== Records contained in a dataset ==
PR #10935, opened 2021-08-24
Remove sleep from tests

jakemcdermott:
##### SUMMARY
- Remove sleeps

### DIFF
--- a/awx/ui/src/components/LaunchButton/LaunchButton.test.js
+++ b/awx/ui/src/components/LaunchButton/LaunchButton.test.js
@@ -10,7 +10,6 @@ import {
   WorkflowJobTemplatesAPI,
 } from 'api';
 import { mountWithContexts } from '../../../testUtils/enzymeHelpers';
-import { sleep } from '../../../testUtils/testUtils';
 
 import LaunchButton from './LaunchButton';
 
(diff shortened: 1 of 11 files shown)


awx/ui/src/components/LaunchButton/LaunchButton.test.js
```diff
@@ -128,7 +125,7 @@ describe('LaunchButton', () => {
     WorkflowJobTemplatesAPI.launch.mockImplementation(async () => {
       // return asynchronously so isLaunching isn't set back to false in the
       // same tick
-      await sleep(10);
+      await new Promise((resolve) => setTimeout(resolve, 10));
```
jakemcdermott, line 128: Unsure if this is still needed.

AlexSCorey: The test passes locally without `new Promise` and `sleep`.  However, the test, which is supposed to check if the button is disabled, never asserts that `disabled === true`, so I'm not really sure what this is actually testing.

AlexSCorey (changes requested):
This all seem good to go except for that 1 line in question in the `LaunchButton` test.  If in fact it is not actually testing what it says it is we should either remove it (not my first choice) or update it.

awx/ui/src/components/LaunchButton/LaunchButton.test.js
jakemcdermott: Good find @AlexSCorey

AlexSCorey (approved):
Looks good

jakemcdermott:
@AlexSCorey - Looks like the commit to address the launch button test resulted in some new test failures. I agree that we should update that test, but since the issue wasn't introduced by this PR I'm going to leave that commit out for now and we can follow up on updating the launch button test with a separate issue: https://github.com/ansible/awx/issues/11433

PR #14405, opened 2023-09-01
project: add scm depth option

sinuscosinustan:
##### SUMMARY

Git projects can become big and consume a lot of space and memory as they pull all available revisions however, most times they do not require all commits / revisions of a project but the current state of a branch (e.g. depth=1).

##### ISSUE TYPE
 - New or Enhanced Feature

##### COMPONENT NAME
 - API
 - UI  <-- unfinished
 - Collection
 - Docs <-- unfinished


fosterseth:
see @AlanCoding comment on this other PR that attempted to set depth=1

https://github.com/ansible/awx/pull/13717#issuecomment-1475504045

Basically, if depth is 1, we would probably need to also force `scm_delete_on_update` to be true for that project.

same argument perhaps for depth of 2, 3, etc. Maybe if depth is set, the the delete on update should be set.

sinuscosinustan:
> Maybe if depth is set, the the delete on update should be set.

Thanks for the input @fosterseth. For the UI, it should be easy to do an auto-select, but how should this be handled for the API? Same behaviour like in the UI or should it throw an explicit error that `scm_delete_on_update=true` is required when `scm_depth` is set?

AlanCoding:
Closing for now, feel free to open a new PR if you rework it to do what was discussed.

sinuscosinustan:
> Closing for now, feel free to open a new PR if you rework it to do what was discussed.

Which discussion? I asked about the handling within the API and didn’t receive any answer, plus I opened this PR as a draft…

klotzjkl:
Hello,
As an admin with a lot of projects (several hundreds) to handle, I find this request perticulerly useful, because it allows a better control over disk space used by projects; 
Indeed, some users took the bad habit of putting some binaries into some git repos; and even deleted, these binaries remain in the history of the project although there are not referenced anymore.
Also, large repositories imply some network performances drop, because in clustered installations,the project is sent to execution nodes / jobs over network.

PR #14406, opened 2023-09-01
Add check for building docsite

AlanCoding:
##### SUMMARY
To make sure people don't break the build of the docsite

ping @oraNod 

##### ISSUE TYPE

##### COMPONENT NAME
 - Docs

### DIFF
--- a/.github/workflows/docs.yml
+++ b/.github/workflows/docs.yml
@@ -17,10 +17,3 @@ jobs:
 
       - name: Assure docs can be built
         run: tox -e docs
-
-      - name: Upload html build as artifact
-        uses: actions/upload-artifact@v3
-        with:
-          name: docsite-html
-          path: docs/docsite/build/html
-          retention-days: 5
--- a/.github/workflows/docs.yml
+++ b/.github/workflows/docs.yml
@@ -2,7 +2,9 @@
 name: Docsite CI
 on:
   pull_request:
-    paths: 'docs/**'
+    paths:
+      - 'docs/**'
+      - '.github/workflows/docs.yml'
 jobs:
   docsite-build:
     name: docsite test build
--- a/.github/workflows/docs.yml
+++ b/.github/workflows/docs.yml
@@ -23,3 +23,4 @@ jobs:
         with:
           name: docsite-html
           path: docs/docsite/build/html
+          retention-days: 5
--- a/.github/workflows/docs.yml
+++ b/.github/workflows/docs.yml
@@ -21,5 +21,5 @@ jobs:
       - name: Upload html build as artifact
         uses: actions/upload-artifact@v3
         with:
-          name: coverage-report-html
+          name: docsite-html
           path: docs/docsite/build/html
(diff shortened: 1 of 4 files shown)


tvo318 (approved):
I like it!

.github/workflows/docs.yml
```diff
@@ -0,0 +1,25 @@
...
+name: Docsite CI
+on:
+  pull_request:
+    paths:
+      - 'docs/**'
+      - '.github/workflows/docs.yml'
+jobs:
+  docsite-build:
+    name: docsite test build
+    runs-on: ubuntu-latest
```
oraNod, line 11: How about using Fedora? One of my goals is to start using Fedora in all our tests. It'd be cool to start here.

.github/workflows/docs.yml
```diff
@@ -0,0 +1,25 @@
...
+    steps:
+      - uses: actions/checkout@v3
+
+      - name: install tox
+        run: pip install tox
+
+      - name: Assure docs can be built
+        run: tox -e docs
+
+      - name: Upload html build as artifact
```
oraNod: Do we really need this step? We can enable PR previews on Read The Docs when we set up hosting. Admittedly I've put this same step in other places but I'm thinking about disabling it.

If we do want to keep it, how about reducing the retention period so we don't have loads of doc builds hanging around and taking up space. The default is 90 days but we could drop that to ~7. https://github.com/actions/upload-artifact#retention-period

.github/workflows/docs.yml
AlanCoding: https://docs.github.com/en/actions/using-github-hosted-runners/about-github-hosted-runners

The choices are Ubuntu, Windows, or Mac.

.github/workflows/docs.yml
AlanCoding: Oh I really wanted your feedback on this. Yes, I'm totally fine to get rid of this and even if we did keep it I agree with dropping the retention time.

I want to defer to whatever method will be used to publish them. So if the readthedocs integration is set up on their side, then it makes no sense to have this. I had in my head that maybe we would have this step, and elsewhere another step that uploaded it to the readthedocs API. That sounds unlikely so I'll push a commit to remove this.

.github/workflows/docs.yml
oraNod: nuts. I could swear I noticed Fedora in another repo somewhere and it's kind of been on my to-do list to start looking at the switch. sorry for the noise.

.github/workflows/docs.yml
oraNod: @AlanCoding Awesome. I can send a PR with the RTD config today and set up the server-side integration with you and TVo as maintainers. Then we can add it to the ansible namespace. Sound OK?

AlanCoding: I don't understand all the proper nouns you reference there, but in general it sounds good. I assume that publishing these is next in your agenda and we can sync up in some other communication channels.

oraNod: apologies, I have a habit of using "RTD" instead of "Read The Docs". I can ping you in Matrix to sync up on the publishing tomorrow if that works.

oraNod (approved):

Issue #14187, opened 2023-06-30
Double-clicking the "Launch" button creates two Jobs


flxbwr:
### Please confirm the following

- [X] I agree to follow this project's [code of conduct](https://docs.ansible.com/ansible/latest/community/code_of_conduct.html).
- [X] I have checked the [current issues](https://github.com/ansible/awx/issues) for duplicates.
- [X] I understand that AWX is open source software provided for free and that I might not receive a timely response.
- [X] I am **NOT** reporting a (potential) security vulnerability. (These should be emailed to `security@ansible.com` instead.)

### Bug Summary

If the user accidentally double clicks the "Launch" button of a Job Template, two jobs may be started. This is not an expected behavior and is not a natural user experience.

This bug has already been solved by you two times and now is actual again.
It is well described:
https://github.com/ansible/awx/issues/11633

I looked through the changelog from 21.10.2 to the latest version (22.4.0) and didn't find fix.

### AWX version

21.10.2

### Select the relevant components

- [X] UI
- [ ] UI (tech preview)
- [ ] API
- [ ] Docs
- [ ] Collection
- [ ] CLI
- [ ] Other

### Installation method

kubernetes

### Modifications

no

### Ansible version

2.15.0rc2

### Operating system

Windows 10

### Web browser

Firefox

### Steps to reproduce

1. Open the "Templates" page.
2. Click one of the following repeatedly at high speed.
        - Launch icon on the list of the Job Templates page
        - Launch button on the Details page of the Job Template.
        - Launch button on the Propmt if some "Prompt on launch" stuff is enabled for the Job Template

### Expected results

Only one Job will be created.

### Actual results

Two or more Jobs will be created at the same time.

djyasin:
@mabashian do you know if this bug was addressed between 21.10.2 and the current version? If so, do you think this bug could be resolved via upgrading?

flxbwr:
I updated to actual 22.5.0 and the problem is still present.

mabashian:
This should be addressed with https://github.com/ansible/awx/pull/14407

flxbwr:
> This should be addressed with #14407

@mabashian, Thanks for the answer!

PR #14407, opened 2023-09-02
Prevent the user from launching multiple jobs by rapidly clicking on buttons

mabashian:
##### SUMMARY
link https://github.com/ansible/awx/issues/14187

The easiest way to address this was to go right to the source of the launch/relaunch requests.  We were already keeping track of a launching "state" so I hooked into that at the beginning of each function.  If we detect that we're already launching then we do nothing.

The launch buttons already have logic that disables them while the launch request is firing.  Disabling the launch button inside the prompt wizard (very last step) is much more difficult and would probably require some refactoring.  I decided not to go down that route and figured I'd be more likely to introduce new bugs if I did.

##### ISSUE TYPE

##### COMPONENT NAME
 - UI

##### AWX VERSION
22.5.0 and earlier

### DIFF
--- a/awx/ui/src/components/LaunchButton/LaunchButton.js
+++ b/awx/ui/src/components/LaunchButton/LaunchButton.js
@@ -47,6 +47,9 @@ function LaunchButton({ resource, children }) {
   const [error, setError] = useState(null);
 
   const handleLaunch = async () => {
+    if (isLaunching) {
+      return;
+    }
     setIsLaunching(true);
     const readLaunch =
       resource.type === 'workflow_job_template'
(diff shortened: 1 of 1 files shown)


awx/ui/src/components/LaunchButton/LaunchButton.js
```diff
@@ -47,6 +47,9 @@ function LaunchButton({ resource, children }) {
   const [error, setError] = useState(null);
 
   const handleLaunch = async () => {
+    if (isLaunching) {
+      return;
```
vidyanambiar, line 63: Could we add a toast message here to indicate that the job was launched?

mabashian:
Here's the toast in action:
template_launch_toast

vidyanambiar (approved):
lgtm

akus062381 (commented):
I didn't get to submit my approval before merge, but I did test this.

== Work to be completed ==
Display each line of the data where "sounds" occurs.

== Worked solution ==
I want to defer to whatever method will be used to publish them. So if the readthedocs integration is set up on their side, then it makes no sense to have this. I had in my head that maybe we would have this step, and elsewhere another step that uploaded it to the readthedocs API. That sounds unlikely so I'll push a commit to remove this.
AlanCoding: I don't understand all the proper nouns you reference there, but in general it sounds good. I assume that publishing these is next in your agenda and we can sync up in some other communication channels.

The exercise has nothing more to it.